Swift sol–gel synthesis of mesoporous anatase-rich TiO2 aggregates via microwave and a lyophilization approach for improved light scattering in DSSCs

TiO 2 aggregates (TAs) were prepared via combination of facile ‘microwave assisted sol–gel synthesis’ and ‘lyophilization based extraction.’ The rapid hydrolysis followed by peptization of titanium iso-propoxide was carried out under microwave irradiation to form TiO 2 hydrosol at temperature as low as 90 °C in just 10 min. Further, lyophilization of the as-synthesized TiO 2 hydrosol resulted in the formation of loosely packed TAs.
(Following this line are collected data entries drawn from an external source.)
PR #792, opened 2017-05-19
Bump bootkube v0.4.4 & hyperkube v1.6.4_coreos.0

aaronlevy:
There was a change in bootkube where it now generates additional self-hosted etcd assets as part of the rendering step - so those assets have also been added here.

### DIFF
--- a/modules/bootkube/assets.tf
+++ b/modules/bootkube/assets.tf
@@ -47,7 +47,8 @@ resource "template_dir" "bootkube" {
     etcd_cert_flag = "${data.null_data_source.etcd.outputs.cert_flag}"
     etcd_key_flag  = "${data.null_data_source.etcd.outputs.key_flag}"
 
-    etcd_service_ip = "${cidrhost(var.service_cidr, 15)}"
+    etcd_service_ip           = "${cidrhost(var.service_cidr, 15)}"
+    bootstrap_etcd_service_ip = "${cidrhost(var.service_cidr, 200)}"
 
     cloud_provider = "${var.cloud_provider}"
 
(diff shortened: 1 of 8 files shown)


modules/bootkube/assets.tf
```diff
@@ -139,10 +140,28 @@ data "template_file" "bootstrap-etcd" {
   template = "${file("${path.module}/resources/experimental/bootstrap-manifests/bootstrap-etcd.yaml")}"
 
   vars {
+    bootstrap_etcd_service_ip = "${cidrhost(var.service_cidr, 200)}"
     etcd_image = "${var.container_images["etcd"]}"
```
Quentin-M: alignment for the structure-check test

Quentin-M: can run `terraform fmt`

modules/bootkube/assets.tf
```diff
@@ -139,10 +140,28 @@ data "template_file" "bootstrap-etcd" {
...
+    bootstrap_etcd_service_ip = "${cidrhost(var.service_cidr, 200)}"
+  }
+}
+
+data "template_file" "migrate-etcd-cluster" {
+  template = "${file("${path.module}/resources/experimental/etcd/migrate-etcd-cluster.json")}"
+
+  vars {
+    etcd_version = "${var.etcd_version}"
+    bootstrap_etcd_service_ip = "${cidrhost(var.service_cidr, 200)}"
```
Quentin-M: same here

modules/bootkube/assets.tf
```diff
@@ -139,10 +140,28 @@ data "template_file" "bootstrap-etcd" {
   template = "${file("${path.module}/resources/experimental/bootstrap-manifests/bootstrap-etcd.yaml")}"
 
   vars {
+    bootstrap_etcd_service_ip = "${cidrhost(var.service_cidr, 200)}"
     etcd_image = "${var.container_images["etcd"]}"
   }
 }
 
+data "template_file" "bootstrap-etcd-service" {
```
Quentin-M: is there a way we can squash by using `template_dir` instead? In other words, templating the whole folder (recursively if needed) rather than individual files.

Quentin-M: we have something in bootkube.sh that moves manifests for them to be used or not. i'd like to see the less template_file/local_file as possible.

s-urbaniak:
This generally is looking good, but I agree with @Quentin-M that we should squash all those single templates into one `template_dir` resource declaration.

I created #805 as a follow-up, hence closing here.

PR #796, opened 2017-05-20
Provide masters access to s3:HeadObject and s3:ListBucket

chancez:
Give masters access to s3:HeadObject to avoid 403 when key doesn't exist
within bucket (due to s3 propagation delays, details below).

Reasons for this are: @diegs and I were troubleshooting his cluster not coming up. We found the masters had a failed `init-assets.service`, logs gave us a 403 Permission Denied error on `aws s3 cp` for `HeadObject`. It turns out you get a 403 if a object's key (which is a file or directory) doesn't exist, and you don't have permissions to ListBucket/HeadObject, as mentioned in  mentioned in https://github.com/aws/aws-cli/issues/1689 and documented in https://docs.aws.amazon.com/AmazonS3/latest/API/RESTObjectHEAD.html#rest-object-head-permissions

It's pretty hard to reproduce, as it seems to be due to the eventual consistency model in S3. This specific case is mentioned here here: https://docs.aws.amazon.com/AmazonS3/latest/dev/Introduction.html#ConsistencyModel

I believe this is the relevant case:

> A process writes a new object to Amazon S3 and immediately lists keys within its bucket. Until the change is fully propagated, the object might not appear in the list.

We were able to restart the service and it downloaded all the assets fine.

### DIFF
--- a/modules/aws/master-asg/master.tf
+++ b/modules/aws/master-asg/master.tf
@@ -142,7 +142,8 @@ resource "aws_iam_role_policy" "master_policy" {
     {
       "Action" : [
         "s3:GetObject",
-        "s3:HeadObject"
+        "s3:HeadObject",
+        "s3:ListBucket"
       ],
       "Resource": "arn:aws:s3:::*",
       "Effect": "Allow"
--- a/modules/aws/master-asg/master.tf
+++ b/modules/aws/master-asg/master.tf
@@ -141,7 +141,8 @@ resource "aws_iam_role_policy" "master_policy" {
     },
     {
       "Action" : [
-        "s3:GetObject"
+        "s3:GetObject",
+        "s3:HeadObject"
       ],
       "Resource": "arn:aws:s3:::*",
       "Effect": "Allow"


chancez:
I was able to reproduce the s3 error locally. Here's it using the just an s3 policy that allows `s3:GetObject`, using the awscli docker image used by the `init-assets.service` (via `s3-puller.sh`).

```
bash-4.3# aws --region=us-east-2 s3 cp s3://chancez-test-bucket/testfile.txt /tmp
download: s3://chancez-test-bucket/testfile.txt to tmp/testfile.txt
bash-4.3# aws --region=us-east-2 s3 cp s3://chancez-test-bucket/testfile.txt1231231 /tmp
fatal error: An error occurred (403) when calling the HeadObject operation: Forbidden
```

After adding `s3:HeadObject` I was still getting the same error. Once I added `s3:ListBucket` to the policy, I am now getting a proper 404:

```
bash-4.3# aws --region=us-east-2 s3 cp s3://chancez-test-bucket/testfile.txt1231231 /tmp
fatal error: An error occurred (404) when calling the HeadObject operation: Key "testfile.txt1231231" does not exist
```

I'll add ListBucket to this my PR, which is used to list the objects within a bucket.

alexsomesan:
Hey Chance, 
I also struggled a bit with that strange mapping of S3 permissions to HTTP operations.
This doc helped a lot: http://docs.aws.amazon.com/AmazonS3/latest/dev/using-with-s3-actions.html
See the table where they map IAM permissions to S3 Operations.

chancez:
I actually mostly get the permissions, it's more that I'm unsure which operations `aws s3 cp` end's up calling. I think I've got most of that covered in this PR now however.

kans:
@chancez your tests timed out.  Would you rebase on master to pick up better tests please?

chancez:
@kans rebased.

kans:
@chancez according to the docs, It looks like you need [partOf](https://www.freedesktop.org/software/systemd/man/systemd.unit.html#PartOf=) too...

chancez:
Looks like everything took too long (37 min) so it got killed.

kans:
@chancez yeah, timed out... which most likely means your cluster did not come up.  Could be related to this changes, but probably not...

modules/aws/ignition/resources/services/init-assets.service
```diff
@@ -8,6 +8,9 @@ Type=oneshot
 RemainAfterExit=true
 WorkingDirectory=/opt/tectonic
 
+Restart=on-failure
```
squat: Services of type `oneshot` cannot restart. This is only valid for `simple`, `forking` etc

chancez:
I was being told this by @kans too. I can update it to only include the policy changes, which I think are still valid. What do you think @squat ?

kans:
@chancez please do that

chancez:
@squat @kans I have removed the commit containing the restart changes, and updated the PR title/message to reflect these changes.

PR #417, opened 2017-04-28
platforms/azure: fix the usage of an existing DNS zone resource group

metral:
This PR amends https://github.com/coreos/tectonic-installer/pull/374 to:

- Cleanup the public_ips & master FQDN's from using long and incorrect FQDN's e.g. when using an existing DNS zone resource group
- Rename `tectonic_azure_create_dns_zone` to `tectonic_azure_use_custom_fqdn` to convey its functionality better around which FQDN's is used: either 1) custom FQDN that uses `tectonic_base_domain` (default) or 2) the [FQDN](https://www.terraform.io/docs/providers/azurerm/r/public_ip.html#fqdn) set up by Azure.
- Update Azure's `etcd_service_ip` in the bootkube module (similar to recent changes for AWS: https://github.com/coreos/tectonic-installer/pull/411)

This has been tested against Terraform v0.9.4 (since it's now the [default](https://github.com/coreos/tectonic-installer/pull/219) in master).

/cc @coresolve

PR #803, opened 2017-05-22
azure: restore create_dns_zone and make use_custom_fqdn optional

metral:
This PR fixes the following issues introduced in https://github.com/coreos/tectonic-installer/pull/417 and https://github.com/coreos/tectonic-installer/pull/602, which replaced `create_dns_zone` with `use_custom_fqdn` and changed the default value of `use_custom_fqdn`:

- If `use_custom_fqdn` was `false` a DNS Zone would not be created
- If `user_custom_fqdn` was `true`, which was the default, it would destroy an existing DNS zone whether the user intended it or not, as it took the place of `create_dns_zone` in the logic of the DNS module.

This PR restores `create_dns_zone` and limits its use to the DNS module, and limits `use_custom_fqdn` to the Master module, creating the ability to configure both if desired, and separating the use cases out as independent variables.


s-urbaniak:
ok to test

PR #808, opened 2017-05-22
Existing resources

jmeisner3:


.gitignore
```diff
@@ -10,3 +10,6 @@ tectonic-license.txt
 terraform.tfstate*
 terraform.tfvars
 /build/
+generated
```
ggreer: Note that this will ignore all files or directories named "generated", including vendored stuff. You probably want to use `/generated/`.

PR #811, opened 2017-05-22
docs: add terraform version to install docs.

zbwright:


Quentin-M:
Yeap, it's already the case. But it's not a final v0.9.6 version of Terraform - it is built on top of their master branch.

Quentin-M:
Yeap, it's already the case. But it's not a final v0.9.6 version of Terraform - it is built on top of their master branch.

sym3tri:
@robszumski @zbwright please update to reflect what Quentin said. We have our own special build since 0.9.6 is not out yet. It can be found inside the tarball. _only_ that terraform binary should be used (this will change in a future release).

zbwright:
ok. tell me, please: I imagine this means that ONLY that version of Terraform can be used for all interactions with the generated deploy, including destroying the cluster down the line. correct?

zbwright:
I will change the bullet points to read:

**Terraform:** Tectonic Installer includes and requires a custom version of Terraform, built from the Terraform pre-release version 0.9.6. This build is included in the Tectonic Installer tarball, and may also be downloaded directly from [GitHub](https://github.com/coreos/terraform/releases/tag/v0.9.6-fcdf494). Tectonic Installer will be updated to Terraform v0.9.6 when it is released.

Will that work?

sym3tri:
> ok. tell me, please: I imagine this means that ONLY that version of Terraform can be used for all interactions with the generated deploy, including destroying the cluster down the line. correct?

correct.

What you said is good but it will create a docs maintenance burden for you as the version will probably change with each release. Thoughts on making it more general, like:

**Terraform:** Tectonic Installer includes and requires a specific version of Terraform. This is included in the Tectonic Installer tarball. See the [Tectonic Installer release notes](https://coreos.com/tectonic/releases/) for information about which Terraform versions are compatible.

zbwright:
Works for me. I'll suggest adding a Terraform version note at the top of the Release Notes list, along with the Kubernetes version.

sym3tri:
:+1: thanks.
Yeah we should have those versions in there anyway.

zbwright:
I believe this just needs a LGTM @robszumski @sym3tri

Issue #819, opened 2017-05-23
smoke tests continue to run even if 'terraform apply' fails


sym3tri:
They should not. If `terraform apply` fails the entire test pipeline should exit early (but still cleanup via destroy).

squat:
Fixed via #893

PR #823, opened 2017-05-23
Smoke test bail apply

squat:
Ensure smoke tests exit if `terraform apply` fails.

Addresses #819

### DIFF
--- a/Jenkinsfile
+++ b/Jenkinsfile
@@ -61,7 +61,10 @@ pipeline {
                              ]) {
             unstash 'installer'
             unstash 'sanity'
-            sh '''
+            sh '''#!/bin/bash -ex
+            set -o pipefail
+            shopt -s expand_aliases
+
             # Set required configuration
             export PLATFORM=aws
             export CLUSTER="tf-${PLATFORM}-${BRANCH_NAME}-${BUILD_ID}"


Jenkinsfile
```diff
@@ -62,6 +62,8 @@ pipeline {
             unstash 'installer'
             unstash 'sanity'
             sh '''
+            # Exit if any command fails
+            set -e
```
ggreer: Just curious, but do we know what shell `sh` runs? Some of these scripts (like on line 36) have shebangs for `/bin/bash`. They might be using a different shell than steps without shebangs.

squat: pretty sure it's straight `sh`

ggreer:
Looks like the regression was introduced in #646.

squat:
mhm.. the issue is that by doing `| filter` we mask the error exit code of the `make apply` so we need `pipefail`

Jenkinsfile
```diff
@@ -61,7 +61,8 @@ pipeline {
                              ]) {
             unstash 'installer'
             unstash 'sanity'
-            sh '''
+            sh """#!/bin/bash -ex -o pipefail
+
```
ggreer: You need single quotes here, not double quotes.

squat: grr we need to be more consistent across this file

ggreer:
Fails because filter is broken. We should have a separate PR that reverts the filter stuff.

kans:
@squat 
```+ alias filter=/home/ubuntu/workspace/r_tectonic-installer_PR-823-77SS223TD2KXKHELHY34AGVWHYRRI5CZ7N4XGKR33Y5UJ6PQ36FQ/installer/scripts/filter.sh

+ make plan

+ filter

/home/ubuntu/workspace/r_tectonic-installer_PR-823-77SS223TD2KXKHELHY34AGVWHYRRI5CZ7N4XGKR33Y5UJ6PQ36FQ@tmp/durable-93663a4c/script.sh: line 22: filter: command not found
```

At least it didn't run the smoke tests :P

squat:
haha true, at least it stops now! It is failing on filter because we need to explicitly allow alias expansion. Should be good now I think

squat:
ooofta

PR #830, opened 2017-05-23
jenkins - lets trace terrorform

kans:


alexsomesan:
Turning on tracing like that is EXTREMELY verbose.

The X-ray diffraction and Raman analysis confirmed the crystallinity of TAs with predominant anatase phase. The transmission electron microscopy images of TAs revealed the interlinked aggregated structure of ~10-nm-sized TiO 2 nanoparticles. The scanning electron microscopy images further confirmed the agglomerated structure of TAs with the size ranging from 500 to 1000 nm, which composed of several TiO 2 nanoparticles. In addition, the Brunauer–Emmett–Teller (BET) analysis of TAs revealed its mesoporous structure and high specific surface area of 95 m 2 /g. The photoanode films fabricated with TAs proved for its better dye intake and superior light scattering owing to its high surface area and comparable size with incident wavelength, respectively, which in turn significantly improves the light-harvesting ability. In comparison with standard P25 nanoparticle-based DSSCs, short circuit photocurrent density ( J sc ) and photoconversion efficiency of TA-based DSSCs showed improvement up to ~35 % under simulated AM1.5 G illumination (100 mW/cm 2 ).